The jury also saw snapshots, presumably taken by Whitfield or Iyonn’a mother, Heather Brown, that show the baby sitting on a bed surrounded by beer bottles. The photos were on a disposable camera that Deputy Bill Martin testified he found in the room and had developed at Wegmans.
Since Whitfield was the only adult present in Room 27 on that fateful day, May 30, 2007, authorities don’t know exactly how the injuries were inflicted. They have suggested he kicked her — as her 4-year-old sister told an investigator — or beat her with a blunt object. Her skull was cracked in three places. A doctor testified such injuries would have required the same force as a fall from a two-story building or an unrestrained, 35 mph car crash into a wall or tree. As for the burns, they have suggested that she could have been set in hot water or that Whitfield threw hot liquid at her.
Instead of caring for Iyonna that day, Whitfield “brutalized her — he beat her,” Tantillo said in his closing argument Thursday morning. “We really can’t mince words here, he tortured her on that day.”
Whitfield gave a few statements to police, but he changed his story about what happened several times. At first, he told investigators he wasn’t at the motel that day — he had gone crayfishing and then visited a friend on Bristol Street in Canandaigua. Finally, he admitted he was there and said that Iyonna rolled off the motel-room bed while he went across the room to get a diaper. Her legs became entangled in the cord of an electric frying pan on a table by the bed, and the pan and its contents — cooking sausages, hot water and oil — spilled on top of her, he said. Iyonna’s head injuries must’ve been caused by him kicking her while trying to get the pan off her, he told authorities.
Iyonna’s mother had placed her children under Whitfield’s care for part of that day so she could take a bus to Geneva for job-training. She returned about 6 p.m., and according to police, saw Iyonna was hurt. But Brown did not seek medical help until minutes before midnight when the baby was moments from death. Had she sought treatment sooner, Iyonna could have survived, said doctors who testified for Tantillo.
“We can only hope that she was unconscious for that amount of time, because if she wasn’t it must have been agonizing and excruciating for that little kid,” Tantillo said in his closing argument.

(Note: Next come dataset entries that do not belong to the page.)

PR #144, opened 2023-08-18
Colorize online status

EthnTuttle:
Begin work on some colorization

### DIFF
--- a/apps/guardian-ui/src/admin/FederationAdmin.tsx
+++ b/apps/guardian-ui/src/admin/FederationAdmin.tsx
@@ -33,6 +33,9 @@ export const FederationAdmin: React.FC = () => {
   const [config, setConfig] = useState<ConfigResponse>();
   const [gateways, setGateways] = useState<Gateway[]>([]);
   const [guardians, setGuardians] = useState<string | undefined>();
+  const [statusColor, setStatusColor] = useState<
+    'red' | 'green' | 'yellow' | undefined
+  >();
   const { t } = useTranslation();
 
   useEffect(() => {
@@ -69,6 +72,14 @@ export const FederationAdmin: React.FC = () => {
     const offline = status?.federation ? status.federation.peers_offline : 0;
 
     const totalPeers = online + offline;
+    const onlinePercentage = online / totalPeers;
+    if (onlinePercentage === 1) {
+      setStatusColor('green');
+    } else if (onlinePercentage >= 2 / 3) {
+      setStatusColor('yellow');
+    } else {
+      setStatusColor('red');
+    }
     setGuardians(`${online} / ${totalPeers}`);
   }, [status]);
 
@@ -98,7 +109,11 @@ export const FederationAdmin: React.FC = () => {
               {t('federation-dashboard.placeholder-fed-description')}
             </Text>
             <Flex gap='12px' mt='13px'>
-              <Pill text='Guardians' status={`${guardians}`} />
+              <Pill
+                text='Guardians'
+                status={`${guardians}`}
+                color={statusColor}
+              />
               <Pill text='Server' status='Healthy' />
               <Pill text='Uptime' status='100%' />
             </Flex>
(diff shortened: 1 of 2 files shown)


apps/guardian-ui/src/admin/FederationAdmin.tsx
```diff
@@ -69,6 +72,14 @@ export const FederationAdmin: React.FC = () => {
...
 
     const totalPeers = online + offline;
+    const onlinePercentage = online / totalPeers;
+    if (onlinePercentage === 1) {
+      setStatusColor('green');
+    } else if (onlinePercentage >= 2 / 3) {
+      setStatusColor('yellow');
+    } else {
+      setStatusColor('red');
+    }
```
wbobeirne, line 82: All of the `set*` calls in here should just be calculated in the render, not in the `useEffect`. That causes an unnecessary second render. It goes

1. `status` reference changes
2. render runs (with old `guardians` and `statusColor`)
3. `useEffect` runs where `set*` calls are made
4. render runs again (with updated values)

Since these are simple values where we don't need to maintain a reference, they can just be calculated and assigned each render.

apps/guardian-ui/src/admin/FederationAdmin.tsx
```diff
@@ -98,7 +109,11 @@ export const FederationAdmin: React.FC = () => {
...
             </Text>
             <Flex gap='12px' mt='13px'>
-              <Pill text='Guardians' status={`${guardians}`} />
+              <Pill
+                text='Guardians'
+                status={`${guardians}`}
+                color={statusColor}
+              />
               <Pill text='Server' status='Healthy' />
               <Pill text='Uptime' status='100%' />
```
wbobeirne, line 118: Do these need to have `color="green"` added?

apps/guardian-ui/src/admin/FederationAdmin.tsx
EthnTuttle: I appreciate your React framework feedback.

apps/guardian-ui/src/admin/FederationAdmin.tsx
EthnTuttle: Good call. They're static values so I'd love to remove them but 🤷‍♂️. 
https://github.com/fedimint/ui/issues/148 for tracking. Need to please bring this up in the dev call.

CC: @justinmoon in case I can't make the call.

apps/guardian-ui/src/admin/FederationAdmin.tsx
```diff
@@ -67,21 +67,19 @@ export const FederationAdmin: React.FC = () => {
     }
   }, [config, api]);
 
-  useEffect(() => {
-    const online = status?.federation ? status.federation.peers_online + 1 : 1;
-    const offline = status?.federation ? status.federation.peers_offline : 0;
+  const online = status?.federation ? status.federation.peers_online + 1 : 1;
```
okjodom, line 70: React flags [this commit](https://github.com/fedimint/ui/pull/144/commits/45a6e92c7881fd4d8f272f12ea20257252032c0d) as causing multiple (infinite) rerenders

okjodom: Probably need to calculate the pill props under a memo, removing `gaurdians` and `statusColor` from state

```ts
const [guardians, statusColor] = useMemo(() => {
    const online = status?.federation ? status.federation.peers_online + 1 : 1;
    const offline = status?.federation ? status.federation.peers_offline : 0;
    const totalPeers = online + offline;

    const onlinePercentage = online / totalPeers;
    const guardans = `${online} / ${totalPeers}`;

    const statusColor: 'green' | 'yellow' | 'red' =
      onlinePercentage === 1
        ? 'green'
        : onlinePercentage >= 2 / 3
        ? 'yellow'
        : 'red';

    return [guardans, statusColor];
  }, [status]);
  ```
  
  `"guardians"` string could use a better variable name?

EthnTuttle: I appreciate the feedback and patience. I have implemented the useMemo solution and did some reading on the topic.

EthnTuttle: @okjodom Where did React tell you about the infinite re-render? So I can pay better attention to that moving forward.

okjodom: Saw it in uncaught runtime errors
image

okjodom (approved):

Brown is charged with second-degree manslaughter for allegedly causing her daughter’s death “recklessly” by not seeking help until it was too late. Her trial is set to begin March 24. She is being represented by attorney Robert Zimmerman, who sat through portions of Whitfield’s trial.
Whitfield, who showed no emotion when the verdict was read aloud, was sent back to the Ontario County Jail without bail to await his sentencing by Doran at 10 a.m. April 22. He faces a maximum of 25 years to life in prison. He had also been charged with first-degree manslaughter, a lesser charge, but jurors were not to consider it if they decided he was guilty of murder.
Whitfield is also facing charges in unrelated cases, some for allegedly lying to collect Social Services benefits, another for allegedly threatening someone in Geneva with a nail-studded board.
Outside of the courthouse Thursday, his attorney, Tucker, expressed his disappointment with the verdict, saying, “There will be an appeal.” He also said he was thankful of the jury’s efforts, acknowledging, “This was a tough case to sit through.”
Sheriff’s Investigators Brad and Jackie Falkey, who are husband and wife, were among those seated in the audience when the guilty verdict was read. After testifying, they sat through most of the trial, then waited while the jury deliberated for about two hours.
“I’ve lived this thing since May of last year,” said Brad Falkey. “I’ve never seen remorse on anyone’s part or a hint of anyone being upset she died — that bothers you.”
He was among the small crowd at a graveside burial service that wasn’t even attended by Iyonna’s own parents, even though authorities offered them transportation.
“Very few people cared at all about her, or even knew she existed,” he said.